Problem details: Up to and including the line with "if (e == NULL)", reproduce the listing below exactly, beginning at its first line.
Segment Start: Source data
Issue #3379, opened 2020-08-07
header names can not be numbers


nigoroll:
fallout from something unrelated:

```
**** v1   CLI RX|Message from VCC-compiler:
**** v1   CLI RX|Symbol 'resp.http' has wrong type (none): 
**** v1   CLI RX|At: ('<vcl.inline>' Line 16 Pos 21) -- (Pos 29)
**** v1   CLI RX|                set resp.http.123 = "abc";
**** v1   CLI RX|--------------------#########-------------
```

bsdphk:
I'm inclined to invoke the inverse-postel principle and just say "too bad"

Dridi:
This is the fallout of #2573 that resulted in header names following the rules of VCL symbol names, without a syntax for otherwise valid HTTP header names that aren't valid for symbols.

My proposal has always been `resp.http[123]` because `[` and `]` are HTTP separators and not valid for header names, and this syntax might be familiar to other programming languages that support associative arrays.

nigoroll:
also kind-of duplicate to #3103 as pointed out by @Dridi

nigoroll:
has been discussed again, vmods can do the job, I will docfix and then close

PR #3638, opened 2021-06-30
vcl: Allow header names to be quoted (compliance improvements)

Dridi:
Because we funnel HTTP header names through the symbol table they have
to be valid VCL identifiers. It means that we can't support all valid
header names, which are tokens in the HTTP grammar. To finally close this
loophole without the help of a VMOD we allow header names to be quoted:

    req.http.regular-header
    req.http."quoted.header"

However we don't want to allow any component of a symbol to be quoted:

    req."http".we-dont-want-this

So we teach the symbol table that wildcard symbols may be quoted. There
used to be several use cases for wildcards but it is now limited to HTTP
headers.

Refs #3246
Refs #3379

### DIFF
--- a/lib/libvcc/vcc_symb.c
+++ b/lib/libvcc/vcc_symb.c
@@ -141,21 +141,24 @@ vcc_symtab_new(const char *name)
 }
 
 static struct symtab *
-vcc_symtab_str(struct symtab *st, const char *b, const char *e)
+vcc_symtab_str(struct symtab *st, const char *b, const char *e, unsigned tok)
 {
 	struct symtab *st2, *st3;
 	size_t l;
 	int i;
 	const char *q;
 
+	assert(tok == ID || tok == CSTR);
 	if (e == NULL)
 		e = strchr(b, '\0');
+	q = e;
 
 	while (b < e) {
-		for (q = b; q < e && *q != '.'; q++)
-			continue;
-		AN(q);
-		l = q - b;
+		if (tok == ID) {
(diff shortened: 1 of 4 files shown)


Dridi:
bugwash: OK, but add "don't do this" red tape in the manual.

Dridi:
Rebased against master with a "don't do this" note in the documentation.

lib/libvcc/vcc_symb.c
```diff
@@ -297,7 +306,9 @@ VCC_SymbolGet(struct vcc *tl, vcc_ns_t ns, vcc_kind_t kind,
 		if (tn1->tok != '.')
 			break;
 		tn1 = vcc_PeekTokenFrom(tl, tn1);
-		if (tn1->tok != ID)
+		if (tn1->tok == CSTR && sym->wildcard == NULL)
```
bsdphk, line 309: Flexelint complains that `sym` is possibly NULL here.  Add an assert to make sure.

bsdphk (commented):
If you try to use `req.http."foobar"` from `vcl 4.0` you get a /really/ confusing error message.

Maybe we should make a generic facility in VCC for saying "this feature is only available from vcl X.Y and up" ?

Dridi:
Rebased against current master, with 4.0 test coverage and the missing null check (it shouldn't be an assertion).

> Maybe we should make a generic facility in VCC for saying "this feature is only available from vcl X.Y and up" ?

I'm leaving this outside of the scope of this change but I generally like the idea.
Segment End: Source data
Written response:
Issue #3379, opened 2020-08-07
header names can not be numbers


nigoroll:
fallout from something unrelated:

```
**** v1   CLI RX|Message from VCC-compiler:
**** v1   CLI RX|Symbol 'resp.http' has wrong type (none): 
**** v1   CLI RX|At: ('<vcl.inline>' Line 16 Pos 21) -- (Pos 29)
**** v1   CLI RX|                set resp.http.123 = "abc";
**** v1   CLI RX|--------------------#########-------------
```

bsdphk:
I'm inclined to invoke the inverse-postel principle and just say "too bad"

Dridi:
This is the fallout of #2573 that resulted in header names following the rules of VCL symbol names, without a syntax for otherwise valid HTTP header names that aren't valid for symbols.

My proposal has always been `resp.http[123]` because `[` and `]` are HTTP separators and not valid for header names, and this syntax might be familiar to other programming languages that support associative arrays.

nigoroll:
also kind-of duplicate to #3103 as pointed out by @Dridi

nigoroll:
has been discussed again, vmods can do the job, I will docfix and then close

PR #3638, opened 2021-06-30
vcl: Allow header names to be quoted (compliance improvements)

Dridi:
Because we funnel HTTP header names through the symbol table they have
to be valid VCL identifiers. It means that we can't support all valid
header names, which are tokens in the HTTP grammar. To finally close this
loophole without the help of a VMOD we allow header names to be quoted:

    req.http.regular-header
    req.http."quoted.header"

However we don't want to allow any component of a symbol to be quoted:

    req."http".we-dont-want-this

So we teach the symbol table that wildcard symbols may be quoted. There
used to be several use cases for wildcards but it is now limited to HTTP
headers.

Refs #3246
Refs #3379

### DIFF
--- a/lib/libvcc/vcc_symb.c
+++ b/lib/libvcc/vcc_symb.c
@@ -141,21 +141,24 @@ vcc_symtab_new(const char *name)
 }
 
 static struct symtab *
-vcc_symtab_str(struct symtab *st, const char *b, const char *e)
+vcc_symtab_str(struct symtab *st, const char *b, const char *e, unsigned tok)
 {
 	struct symtab *st2, *st3;
 	size_t l;
 	int i;
 	const char *q;
 
+	assert(tok == ID || tok == CSTR);
 	if (e == NULL)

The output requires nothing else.